PR #2349, opened 2022-07-31
Block access to all dot files.

colinmollenhour:
This isn't meant to be a full audit of the .htaccess file or security of access to non-public files but currently a vanilla installation exposes the .git directory which if nothing else throws up a red flag for common scanners.

Rather than blocking specific files and directories like .git, .github, etc this will block all dot files (edit: only in the base path) which I think is a very sane out of the box configuration.

### DIFF
--- a/.htaccess
+++ b/.htaccess
@@ -201,6 +201,10 @@
     Allow from all
 
 ###########################################
+## Deny access to all files starting with a .
+    RedirectMatch 404 /\.
+
+###########################################
 ## Deny access to release notes to prevent disclosure of the installed Magento version
 
     <Files RELEASE_NOTES.txt>
--- a/.htaccess
+++ b/.htaccess
@@ -100,6 +100,12 @@
     #RewriteBase /magento/
 
 ############################################
+## Prevent serving "hidden" files like git repository
+
+    RewriteCond %{REQUEST_URI} /\.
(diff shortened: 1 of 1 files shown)


Flyingmana (approved):

tmewes (dismissed):

ADDISON74:
The RedirectMatch directive belongs to module Alias. If it is not enabled it will be a problem because it will not work and not all users have root access.

I would choose to use the RewriteCond/RewriteRule combination because the Rewrite module is obviously enabled, being mandatory for OpenMage to function properly.

If you keep it surround the directive with <IfModule mod_alias.c>.

colinmollenhour:
@ADDISON74 I changed it as you suggested so that mod_alias is not a dependency - the dot files will not be protected if someone is not using `mod_rewrite` which is a bit hazardous but I would venture to guess that almost nobody runs Magento without `mod_rewrite` so this is the best way to add protection without risking a BC break.

fballiano (approved):

ADDISON74 (approved):

ADDISON74:
I did not have time to check what is the best, using / or - in RewriteRule.

colinmollenhour:
> **Which variant would be better?**
I think it doesn't matter because both will match any string and the goal is simply to short-circuit the request and cause a 404 response.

TASK TO CARRY OUT »
Reproduce the records above exactly, from the first line through the line containing "This isn't meant", and output nothing else.

TASK ANSWER »
PR #2349, opened 2022-07-31
Block access to all dot files.

colinmollenhour:
This isn't meant to be a full audit of the .htaccess file or security of access to non-public files but currently a vanilla installation exposes the .git directory which if nothing else throws up a red flag for common scanners.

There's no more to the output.